Dolzhanskiy A, Basch R S, Karpatkin S
Department of Pathology, New York University Medical Center, NY 10016, USA.
Blood. 1997 Jan 15;89(2):426-34.
Megakaryocyte (MK) progenitors, CD34+CD41+ cells, were isolated from human bone marrow with a purity greater than 98% and a viability of 95%, using affinity techniques with magnetic beads followed by fluorescence-activated cell sorting. These cells were incubated in synthetic media containing the cytokines thrombopoietin (TPO), interleukin-3 (IL-3), stem cell factor (SCF), and IL-6, obviating the confounding effects of serum growth factors or cytokine secretions of non-MK cells on MK maturation. MK number, MK colony-forming units (CFU-MK), and MK ploidy and phenotype were examined during 7 days in culture. TPO in serum-free cultures without any other exogenously added cytokine supported MK growth and maturation. SCF synergized with TPO to augment MK production and maturation and could partially replace it under some conditions. Both TPO and IL-3 alone increased MK number (12- and 5-fold, respectively) and CFU-MK (approximately 15-fold each). SCF alone had no effect on MK proliferation in the absence of TPO, but increased both MK number and CFU-MK by 1.5- to 2.0-fold in the presence of TPO. When combined with IL-3, SCF increased both MK number and CFU-MK by 15- to 20-fold in the absence of TPO. In the presence of TPO, the combination of IL-3 and SCF produced only modest increases (1.5- to 2.0-fold) in both MK number and CFU-MK. The proportion of polyploid MK increased greater than fivefold in the presence of TPO. SCF had little effect on MK ploidy in the presence of TPO, but enhanced ploidy twofold to threefold in the absence of TPO. IL-3 alone never increased the level of polyploidization. Rather, it consistently inhibited TPO- and SCF-induced polyploidization of MK. This inhibition was observed in cultures with or without SCF or IL-6. Although IL-3 also supported the proliferation of CD41+ cells and CFU-MK production, the cells that developed under the influence of IL-3 were phenotypically unusual (CD41dim, CD42dim) and of relatively low ploidy. Mature MK were not produced. When added with TPO, IL-3 suppressed polyploidization. Therefore, TPO stimulates MK growth and maturation, whereas IL-3 stimulates growth without maturation and may serve to conserve the immature MK compartment.

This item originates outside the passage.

PR #611, opened 2025-09-07
chore: update to Biome v2

incognitojam:
Adds multi-file analysis and type inference for better linting

Used the migration command to update the config, turned on the recommended rules for the new "solid" domain in the linter, and applied automatic fixes for linting and formatting.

使用磁珠亲和技术结合荧光激活细胞分选,从人骨髓中分离出巨核细胞(MK)祖细胞,即CD34+CD41+细胞,其纯度大于98%,活力为95%。将这些细胞在含有细胞因子血小板生成素(TPO)、白细胞介素-3(IL-3)、干细胞因子(SCF)和IL-6的合成培养基中培养,避免了血清生长因子或非MK细胞的细胞因子分泌对MK成熟的混杂影响。在培养的7天内检测MK数量、MK集落形成单位(CFU-MK)以及MK的倍性和表型。在无任何其他外源性添加细胞因子的无血清培养中,TPO支持MK的生长和成熟。SCF与TPO协同作用以增加MK的产生和成熟,并且在某些条件下可以部分替代TPO。单独的TPO和IL-3均可增加MK数量(分别增加12倍和5倍)和CFU-MK(各自约增加15倍)。在无TPO时,单独的SCF对MK增殖无影响,但在有TPO时可使MK数量和CFU-MK增加1.5至2.0倍。与IL-3联合时,在无TPO的情况下,SCF可使MK数量和CFU-MK增加15至20倍。在有TPO时,IL-3和SCF的联合仅使MK数量和CFU-MK有适度增加(1.5至2.0倍)。在有TPO时,多倍体MK的比例增加超过五倍。在有TPO时,SCF对MK倍性影响较小,但在无TPO时可使倍性增加两倍至三倍。单独的IL-3从未增加多倍体化水平。相反,它始终抑制TPO和SCF诱导的MK多倍体化。在有或无SCF或IL-6的培养中均观察到这种抑制作用。尽管IL-3也支持CD41+细胞的增殖和CFU-MK的产生,但在IL-3影响下发育的细胞在表型上不寻常(CD41dim,CD42dim)且倍性相对较低,未产生成熟的MK。当与TPO一起添加时,IL-3抑制多倍体化。因此,TPO刺激MK生长和成熟,而IL-3刺激生长但不促进成熟,可能有助于维持未成熟的MK区室。